Two St Kilda Road offices bought by separate parties a few months apart in 2012 hit the market this week.
The furthest from town – China-backed Pasino Investments sells # 607 – an asset acquired for $ 28.5 million from Centuria, which had just undergone a renovation.
The guide this time around is nearly $ 70 million.
On 12 levels, the building has 7,207 square meters of surface – 95% of which is occupied – and 129 parking spaces.
A little further north, 570 St Kilda Rd is expected to raise over $ 65 million for a union run by Anthony Wilson’s Terraplex.
At the time the seller bought this property – for $ 23.8 million – 40% of the 10 floors, or 7,647 square meters, were vacant.
It was then renovated.
CBRE Kiran pillai, Scott McGlone and Hugh thomson with Leigh Melbourne of Cushman & Wakefield, Nick Rathgeber, Mark Hansen and Josh Cullen are the agents.
M. Melbourne in conjunction with Josh Rutman of JLL, Simon Quinn and Mingxuan Li market # 607 (story continues below).
âThe office investment market in Melbourne has been deprived of opportunity⦠with a single business asset of over $ 50 million that has changed hands at St Kilda Rd in the past 24 months. [the Flight Centre headquarters at #436]”said Mr.
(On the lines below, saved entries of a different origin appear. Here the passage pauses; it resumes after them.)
PR #6471, opened 2026-08-23
fix(scanner): bootstrap pristine usage baseline

overtrue:
## Related issue

rustfs/backlog#1897

## Summary

Fresh deployments could not run their first scanner cycle because startup required a persisted usage baseline before leadership could create one.

This change writes a non-authoritative pending marker only from pristine cycle state, permits the first bucket to win startup, and keeps corrupt, mixed, zero-byte, or progressed state fail-closed. Bucket deletion cannot copy the pending marker into the backup slot.

The write remains guarded by the publication epoch and If-None-Match. Restart and ambiguous commit paths reconcile persisted state instead of inventing an authoritative snapshot.

Strict Swift and SFTP feature builds also exposed three obsolete private adapters. Their dead definitions and unused re-export are removed; active decommission, fenced heal, and scanner-signing paths remain unchanged.

## Verification

- cargo test -p rustfs-scanner --lib scanner_usage_floor (4 passed)
- cargo test -p rustfs-scanner --lib pristine (7 passed)
- cargo test -p rustfs-scanner --lib leadership_claim_defers_without_usage_baseline_before_bloom_write (passed)
- cargo test -p rustfs-scanner --test lifecycle_integration_test (1 passed, 19 intentionally ignored)
- cargo test -p rustfs-ecstore remove_bucket_usage_does_not_seed_backup_from_pristine_bootstrap_marker (passed)
- cargo clippy -p rustfs -p rustfs-protocols --all-targets --features swift -- -D warnings
- cargo clippy -p rustfs -p rustfs-protocols --all-targets --features sftp -- -D warnings
- cargo fmt --all -- --check
- git diff --check


crates/scanner/src/scanner.rs
```diff
@@ -617,6 +617,83 @@ async fn initial_scanner_startup_usage_state(storeapi: &Arc<ECStore>) -> (bool,
...
+    }
+
+    match storeapi
+        .list_bucket(&BucketOptions {
+            no_metadata: true,
+            ..Default::default()
+        })
+        .await
+    {
+        Ok(buckets) if buckets.is_empty() && storeapi.scanner_namespace_mutation_generation() == namespace_generation => {
```
overtrue: A fresh server is marked ready before the scanner worker runs, so its first user bucket can already exist here. MakeBucket does not seed a usage snapshot when all current, backup, and legacy snapshots are absent. This branch then disables bootstrap, and the missing-floor load below exits on every retry before leadership or scanning. The new real-store test deterministically reaches this refusal path. Please keep the fresh-store bootstrap able to progress when a bucket wins startup.

overtrue (commented):

crates/scanner/src/scanner.rs
overtrue: Fixed. The bootstrap now relies only on pristine cycle state and writes a non-authoritative pending marker, so a first bucket can win startup without being represented as empty usage.

PR #6500, opened 2026-08-24
fix(build): restore mimalloc workspace dependency

overtrue:
Restore the workspace dependency inherited by the new optional mimalloc allocator feature and keep Cargo.lock consistent. This fixes the manifest parse failure currently blocking Quick Checks. Tracks rustfs/backlog#1897.


overtrue:
Fresh Quick Checks now parses the workspace successfully and reaches rustfmt. The remaining formatting-only failures are handled separately in stacked #6498.

PR #6577, opened 2026-08-25
fix(ci): complete Keycloak live test profile

overtrue:
## Summary

- complete the imported Keycloak test user's required profile fields
- explicitly keep required actions empty for direct password-grant testing
- report token endpoint HTTP status and response body before JWT parsing

## Root cause

The main `OIDC Keycloak Live` run failed with Keycloak 26 `resolve_required_actions` / `Account is not fully set up`. The imported `alice` fixture lacked the default required first/last name attributes, so the token endpoint returned HTTP 400 and the script then emitted a secondary JSON parse error.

Rutman.
âIt’s no surprise that buyers are actively looking for properties within the compound,â according to the executive.
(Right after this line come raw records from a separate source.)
PR #6580, opened 2026-08-25
test(e2e): require exact object lock rejection oracles

overtrue:
Two Object Lock checks could pass without proving the intended rejection: protected deletes silently accepted success, while incomplete retention headers matched debug text instead of the HTTP contract.

This requires exact 403/AccessDenied deletes, verifies protected versions remain byte-readable, and pins incomplete retention headers to 400/InvalidRequest with the expected message.

Validation: direct rustfmt, diff-check, and static oracle checks passed. Local Cargo was skipped under the shared disk gate; fresh CI is authoritative.

Refs rustfs/backlog#1897

### DIFF
--- a/crates/e2e_test/src/object_lock/object_lock_test.rs
+++ b/crates/e2e_test/src/object_lock/object_lock_test.rs
@@ -92,14 +92,29 @@ where
     );
 }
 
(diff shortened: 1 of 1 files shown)


overtrue:
Fresh CI is blocked by the base compile regression from #6579 in `bundle_writer.rs`, before this PR’s E2E test is built. The minimal base fix is isolated in #6581; this PR will be rebased after that lands.

PR #6733, opened 2026-08-27
test(heal): add node-outage heal E2E script and workflow

majinghe:
## What

Node-outage heal test for the **3x4 cluster** (3 nodes × 4 disks, one `RUSTFS_VOLUMES` expression on every node: `http://rustfs-node{1...3}:9000/data/rustfs{1...4}/mnmd`), following the Obsidian "RustFS Heal 测试步骤" note and reusing the pool-expansion test's admin-API approach (SigV4, no `rc`).

- `scripts/test/rustfs_heal_test.sh` — environment setup (purge + recreate dirs), install & simultaneous 3-node start, warp write with a mid-write node outage, restart, cluster heal via `POST /rustfs/admin/v3/heal/`, monitoring via the heal task (`clientToken`), result analysis and cleanup.
- `.github/workflows/rustfs-heal-test.yml` — workflow_dispatch on the `smoke-testing` runner, nightly deb by default, thresholds as inputs, log artifacts, reset before/after.
- `scripts/test/rustfs_heal_test.md` — README.

## Validation (live, nightly deb, test cluster)

```
used before heal: vm000=40GB vm001=40GB vm002=16GB   (vm002 stopped mid-write)
heal summary=finished
per-node disk usage: vm000=40GB vm001=40GB vm002=40GB
heal test PASSED: cluster heal complete, 0 failed, vm002 reached 40GB
```

## Notes / caveats

- The script writes `RUSTFS_HEAL_TASK_TIMEOUT_SECS` (default 6h) into the node config: the server default (5 min) is far too short for healing tens of GiB — a cluster heal task times out at 5 minutes otherwise.
- The cluster-level `background-heal/status` aggregator returns 501 in this single-pool topology (no notification system), so the script monitors the started heal task via `POST /rustfs/admin/v3/heal/?clientToken=<token>` instead; `summary` must reach a terminal success and the outage node's disk must reach the target.


cxymds:
## Proposed modifications

I reviewed PR #6733 against backlog #2035 (heal E2E) and #2031 (pool expansion), together with the current main behavior. The rebuild path can complete, but the test still has paths that may report zero progress or pass without proving that the intended failure scenario occurred. I suggest the following scope before merge.

### Must-fix in this PR (#6733)

1. **Make the E2E assertions fail closed.** Validate the expected 3-node × 4-disk, single-pool topology before writing data. For the foreground Heal scenario, disable the background scanner (or record and exclude background repairs), require the outage threshold and inactive service to be observed, and require the write target to be reached. A missing outage or an incomplete write should fail the test, not emit a warning. After restart, replace `|| true` with a bounded readiness retry and fail if the cluster does not become active.

2. **Fix Heal progress parsing and semantics.** The Heal API serializes progress fields in camelCase (`objectsFailed`, `objectsHealed`, `objectsScanned`, `progressPercentage`), while the script currently reads snake_case names in both monitoring and final analysis. Read the canonical names (optionally retaining a clearly documented legacy fallback), preserve the raw response, and distinguish `null`/missing progress from numeric zero instead of coercing it to zero. If an active task still returns `progress: null` with the scanner disabled, retain that evidence and open a server-side follow-up rather than masking it in the test.

3. **Make the workflows deterministic and non-overlapping.** Fix the actionlint SC2054 findings by quoting comma-separated Warp arguments (for example, `"1,2"`). Use one concurrency group for the Heal and pool-expansion workflows because both mutate the same `vm000`/`vm001`/`vm002` environment, and keep `cancel-in-progress: false` so a cancellation cannot leave a node down. For `workflow_run`, require an exact successful conclusion, pin checkout/package selection to the triggering SHA or an explicitly identified artifact, and normalize boolean inputs for both dispatch modes.

4. **Align documentation and retain bounded operational safeguards.** The script header/docs currently refer to a 3-pool configuration and background-heal status, while this test uses one pool and polls the Heal task endpoint (`POST /rustfs/admin/v3/heal/?clientToken=...`). Update the wording and the known-issues note accordingly. Keep the 21,600-second test override documented for the 40 GiB workload (the product default remains five minutes) and retain bounded retries for transient Heal-start coordination failures, while failing fast on authentication or invalid-request errors and logging the final response.

### Scope boundary

The core #2031 cold-start/rebalance fix is already present on main via PR #6720, so #6733 should add smoke verification and avoid duplicating that runtime change. I would keep the default timeout and notification fallback behavior out of this test/CI PR unless the scope is intentionally expanded.

### Follow-up if #2035 is reproduced

If a raw active-task response still has no progress after the test-side fixes, handle that in a separate runtime change: preserve the last progress snapshot for active, retrying, and completed tasks; add manager/channel/admin integration coverage; and make the POST background-heal status endpoint return an explicit degraded/local snapshot when notification state is unavailable. The Heal start path should remain fail-closed.

### Validation / acceptance

- `bash -n scripts/test/rustfs_heal_test.sh`
- `shellcheck -S error scripts/test/rustfs_heal_test.sh`
- `actionlint -config-file .github/actionlint.yaml .github/workflows/rustfs-heal-test.yml .github/workflows/rustfs-pool-expand-test.yml`
- `./scripts/test/rustfs_heal_test.sh --all --dry-run`
- A live 3-node × 4-disk run proves the outage, write threshold, restart/readiness, Heal-start retry, observable progress (or an explicitly captured runtime defect), terminal success, zero failures, and artifact/cleanup behavior.
- A 2→3 pool run proves all nodes become active, rebalance starts and completes, and no `init retry budget exhausted` failure occurs.

**Recommended merge shape:** keep #6733 test/CI focused, and track any runtime progress/status fallback as a separate follow-up. If this scope is acceptable, it can be implemented in that order.

majinghe:
Thanks for the review — addressed in the latest commit (934f0de80):

1. **Fail closed**: step 3 now verifies the outage node's service is actually inactive after `systemctl stop` and fails if the write target (`warp_stop_gb`) or the outage threshold is not reached; step 4 uses a bounded readiness loop for the admin API to report an active pool after restart (no more `|| true`).
2. **Progress parsing**: confirmed the API serializes camelCase (`objectsScanned/objectsHealed/objectsFailed/progressPercentage`). The script now reads those with a snake_case fallback and distinguishes `null`/absent progress from numeric zero — null while running is logged as evidence (backlog #2035) instead of being coerced. Added a `heal_progress_field` helper.
3. **Determinism**: `RUSTFS_HEAL_AUTO_HEAL_ENABLE=false` is written into the node config so the background scanner cannot mask the outage; heal and pool workflows share one concurrency group; `workflow_run` now requires an exact `success` conclusion; checkout is pinned to the triggering SHA; comma-separated step args are quoted (SC2054).
4. **Docs**: header and README updated (single 3x4 pool, task-endpoint monitoring, 21,600s timeout override and auto-heal note in Known issues). Heal start fails fast on 400/403 and retries only transient server errors.

loverustfs (approved):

âThe motto of St Kilda Road has evolved as tenants seek to locate near the CBD and within walking distance of green spaces and the future Anzac train stationâ.
Mr Pillai added “despite a COVID context, the districts of Melbourne CBD and St Kilda Road have established themselves as robust and resilient markets”.
The announcements come two months since we announced that Parekh Developments had paid $ 25 million for a 1,804 m² block at 596 St Kilda Rd, which is expected to make way for a mixed-use project of approximately 20 floors.
In July, Alfred Health shelled out $ 31 million for # 545 with plans for a medical center – the first non-residential proposal on the streets in more than two decades.